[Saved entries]

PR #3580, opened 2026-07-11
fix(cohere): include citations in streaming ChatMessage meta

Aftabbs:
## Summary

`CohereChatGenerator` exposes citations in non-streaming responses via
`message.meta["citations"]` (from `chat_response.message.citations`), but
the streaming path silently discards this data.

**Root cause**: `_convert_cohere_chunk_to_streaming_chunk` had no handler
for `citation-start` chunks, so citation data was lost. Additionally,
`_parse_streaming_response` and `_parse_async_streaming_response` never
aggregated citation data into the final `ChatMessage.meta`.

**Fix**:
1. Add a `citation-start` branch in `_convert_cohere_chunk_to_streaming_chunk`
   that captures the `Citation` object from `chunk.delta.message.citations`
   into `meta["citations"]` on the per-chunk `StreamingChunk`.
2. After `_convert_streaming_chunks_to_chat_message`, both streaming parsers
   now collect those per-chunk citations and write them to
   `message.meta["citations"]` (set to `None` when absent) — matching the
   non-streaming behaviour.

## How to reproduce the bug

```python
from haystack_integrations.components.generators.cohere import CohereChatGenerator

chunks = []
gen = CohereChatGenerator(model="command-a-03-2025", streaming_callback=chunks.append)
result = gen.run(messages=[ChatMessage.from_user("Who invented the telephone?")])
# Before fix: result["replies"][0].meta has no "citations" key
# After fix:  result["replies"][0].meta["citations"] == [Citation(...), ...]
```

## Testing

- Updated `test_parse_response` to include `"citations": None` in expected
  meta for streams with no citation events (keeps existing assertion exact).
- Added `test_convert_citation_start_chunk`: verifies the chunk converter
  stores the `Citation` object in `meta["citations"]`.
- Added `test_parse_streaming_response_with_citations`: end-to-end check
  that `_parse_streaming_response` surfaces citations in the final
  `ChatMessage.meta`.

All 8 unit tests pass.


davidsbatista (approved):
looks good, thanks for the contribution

REQUIRED ACTION:
What lines in the entries contain "CohereChatGenerator"? Report each one by copying it.

RESPONSE TO THIS TASK:
`CohereChatGenerator` exposes citations in non-streaming responses via
from haystack_integrations.components.generators.cohere import CohereChatGenerator
gen = CohereChatGenerator(model="command-a-03-2025", streaming_callback=chunks.append)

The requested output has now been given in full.